Overall, I think my dissertation research is still best situated within urban-political-ecology and cultural-landscape literatures with a possible allusion to assemblage in its bearing on the historical analysis of design decisions (product as process). On a practical level, it could inform ways of increasing attractive perceived space — that is, a sense of balance between coziness and spaciousness — within urban density, providing healthy oases in the midst of unhealthy urban development (e.g., pollution, giant traffic-choked roads, infrastructural decay), maximizing comfort and minimizing loss (of time, money, effort, biodiversity, wellbeing), actively listening to people in order to understand their likes/dislikes/needs/objectives/priorities as a first step toward opening up channels for direct participation in urban governance.
The objective is to an contribute to an increase in healthy, attractive, sustainable (from a maintenance perspective) and multifunctional green space in cities. In light of these considerations, I feel good about Question 2 if I can strengthen it in the following ways:
- Focus on courtyards. This will make the interview and archival research processes much more doable and it would be locally relevant in connection with housing redevelopment as part of Moscow's Genplan 2025. It would also shed light on legacies of urban design ideas closely related to Clarence Stein (contributing to the work of the Stein Institute, which partially funded this research, and others who focus on shared green space). It is also a good first step in conducting "user-centered" fieldwork in Moscow, which could help me make the case for future studies of the green space classifications listed above.
- Make sure my interview methods are sound, especially with regard to developing questions and selecting interviewees (consider different approaches, including online questionnaires).
- Thoroughly understand the design, establishment and maintenance of Moscow courtyards in historical perspective.
- Make the question more compelling for local and international urban designers, policy-makers and researchers. Here is a first attempt ...
Question 3: How are past approaches to the design, implementation and maintenance of public green space in residential areas perceived by the inhabitants of these spaces today?
This question makes sense to me, although what I mean by "how are past approaches ... perceived" and "inhabitants of these spaces" will, of course, have to be clearly defined. I should also determine how these perceptions coincide/contrast among different populations and in different locations within the city. This approach could prepare me for future studies that address questions like:
- Are inhabitant perceptions of public green space in Moscow different from those in smaller and less prominent Russian cities?
- Are they different than in cities of similar size and prominence in other parts of the world? Warsaw, London, Nairobi, Hong Kong, Caracas, Beijing, Shanghai, Washington, D.C., New York City?

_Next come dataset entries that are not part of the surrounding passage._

PR #4298, opened 2026-05-16
fix(storage): include file details in batch upload error responses

### LINKED ISSUE #3516: Batch upload error response should include specific file error details
### Issue summary

When uploading files in a batch to Hasura Storage, if one file fails, the API does return a `processedFiles` array for the successfully uploaded files, which is great. However, the `error` field in the response only contains a generic message (e.g., "an internal server error occurred") rather than something specific about which file failed and why (e.g., file name, reason like file too large, etc).

This makes it difficult for client applications to give users actionable feedback about which files failed and why.

### Example

**Actual response when a file fails due to size:**
```json
{
    "processedFiles": [
        { "id": "...", "name": "goodfile.pdf", ... },
        { "id": "...", "name": "anothergood.jpg", ... }
    ],
    "error": {
        "message": "an internal server error occurred"
    }
}
```

**Expected response:**
```json
{
    "processedFiles": [ ... ],
    "error": {
        "message": "File 'bigfile.pdf' is too large (10485760 bytes)",
        "data": {
            "file": "bigfile.pdf",
            "reason": "file too large"
        }
    }
}
```

### Steps to reproduce
1. Batch upload several files, including at least one file that exceeds the configured size limit.
2. Observe the response from the storage API.
3. The error message is generic and does not mention the failing file or the reason.

### Impact
- Client applications can't give users clear feedback about which file failed and why.
- Troubleshooting is harder for both users and developers.

### Suggested fix
- Update error handling in the batch upload endpoint to include the file name and the specific reason for failure in the `error` field of the response.
- Avoid wrapping all file errors in a generic internal server error message.

### Environment
- Version: (latest as of 2025-06-02)
- How deployed: Docker

### Additional context
Happy to provide logs or more details if needed. Thanks for the great project!

singhvishalkr:
﻿When a batch file upload fails due to individual file constraints (like exceeding size limits), the API response shows a generic "internal server error" instead of the specific error that occurred. This makes it difficult for callers to know why the upload failed and which file caused it.

The issue is in `processFile`: when `checkFileSize` returns a specific error like `FileTooBigError`, we were wrapping it in `InternalServerError` and losing all the useful details (filename, actual size, max size).

I fixed this by:
1. Returning the specific error from `checkFileSize` directly instead of wrapping it
2. Adding the failing file's name to the error data in the upload loop so callers know exactly which file failed

Now the response will include the proper error type, message, and file details instead of just "internal server error".

Fixes #3516


dbarrosop:
thanks, would you mind fixing the tests?

singhvishalkr:
@dbarrosop CI was failing `UploadFiles/unauthorized`: the upload loop called `SetData("file", ...)` on every `processFile` error, including Forbidden paths from metadata init. Those responses are supposed to keep `error.data` empty, matching the shape other handlers return.

Sizing errors still expose the offending file through `FileTooBigError` / `FileTooSmallError` data (`filename` plus limits). Virus detection still merges `file` through `scanAndReportVirus`.

I dropped the unconditional extra key and pushed https://github.com/singhvishalkr/nhost/commit/cb6c61a484ec4881d151582fedd65a080ec43f0f on this branch.

dbarrosop:
Thanks again, I think you should keep the previous commit and update the tests, adding a test that covers the `FileTooBigError` (or `FileTooSmallError`) would be ideal too to avoid regressions.

singhvishalkr:
@dbarrosop Restore the batch loop `file` annotation, align the unauthorized fixture on `error.data`, and add controller coverage for an oversized file in a multipart batch. Pushed https://github.com/singhvishalkr/nhost/commit/bef7dccc2f14828f2d3ac15bd8a04043ff286170

dbarrosop:
Thanks, pushed a couple of minor fixes but we should be good to merge

dbarrosop (approved):

PR #4343, opened 2026-05-24
feat(dashboard): add pagination to SQL editor results

### LINKED ISSUE #3716: dashboard: paginate large select queries in SQL editor
### Summary

The Raw SQL editor in the dashboard renders the full result set of a `SELECT` query directly into the DOM with no virtualization, or pagination. As a result, running a query that returns more than a few thousand rows freezes the main thread for several seconds and can effectively hang the dashboard.

### Impact

- A user running a `SELECT *` against a moderately sized table (~10k rows and up) will lock up their browser.

### Reproduction

1. Open the SQL Editor (`/orgs/<slug>/projects/<sub>/database/browser/<ds>/editor`).
2. Run any query that returns a large number of rows, e.g. `SELECT * FROM auth.users CROSS JOIN auth.users LIMIT 50000;` or a `generate_series` query.
For instance:
```sql
SELECT
  i AS id,
  'user' || i || '@example.com' AS email,
  'First' || i AS first_name,
  'Last' || i AS last_name,
  (now() - (i || ' seconds')::interval) AS created_at,
  repeat('lorem ipsum ', 8) AS description
FROM generate_series(1, 10000) AS s(i);
```
3. Observe the dashboard browser tab slow down and have higher memory usage.

### Root cause

All in `dashboard/src/features/orgs/projects/database/dataGrid/`:

- **`components/SQLEditor/SQLEditor.tsx:246-257`** — rows are rendered with a flat `rows.map(...)` over MUI `<TableRow>`/`<TableCell>`. No windowing.
- **`components/SQLEditor/SQLEditor.tsx:222`** — the table uses `tableLayout: 'auto'` combined with `whitespace-nowrap` on every cell (line 251), so the browser has to measure every cell to compute column widths. This compounds the cost beyond just "many DOM nodes".

### Proposed approach

`@tanstack/react-virtual` is already a dependency in the dashboard (used elsewhere), so adding it here doesn't introduce a new package.

1. Client-side virtualization of the result table: wrap the rendering in `useVirtualizer` from `@tanstack/react-virtual` (or migrate the result view to a virtualized data grid).
2. Or, add pagination to the result table, with a button that lets you go to the next/previous page.

### Acceptance criteria

- A `SELECT` returning ≥ 20k rows in the local dashboard renders without freezing the main thread for more than ~1s.
- Existing behavior for `CommandOk` results, errors, and small result sets is preserved.
- No regression to `Track this`, `Cascade metadata`, `Read only`, or migration-mode workflows.

### Files

- `dashboard/src/features/orgs/projects/database/dataGrid/components/SQLEditor/SQLEditor.tsx`

TaichKarna:
Fixes #3716

### Checklist

- [x] No breaking changes
- [x] Tests pass

PR Type : Enhancement

Large SELECT queries were rendering all rows into the DOM at once, freezing the browser tab.
Added client-side pagination to the SQL Editor result table. Users can now choose how many rows to show per page (25, 50, 100, 250, 500) and navigate between pages.


dbm03:
Hi @TaichKarna, thanks for your contribution! I've reviewed this and it works fine. I added some commits to fix the following:
- Running a query always lands on page 1 now, the page no longer persists across runs.
- Only show the pagination footer when there's a table result
- Biome linter check is fine now (if you run `pnpm lint` locally you can try it)

I'll be merging this soon, thanks again!

dbm03 (approved):

TaichKarna:
@dbm03 Thanks for the changes and the review!!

- Should maintenance of public residential green space be centralized, decentralized, public, private? Are there promising ways of drawing upon each to different extents in different circumstances?
Ok, so now I'm ready to begin really understanding the design, implementation and maintenance of courtyards in Moscow, as well as best practices for developing my interview/survey questions. Maybe this could take the form of separate posts here or on Polis. I can't believe I'm just starting this now. Better late than never, but I'd better be very efficient to make sure I can do a good job and still finish the dissertation in June.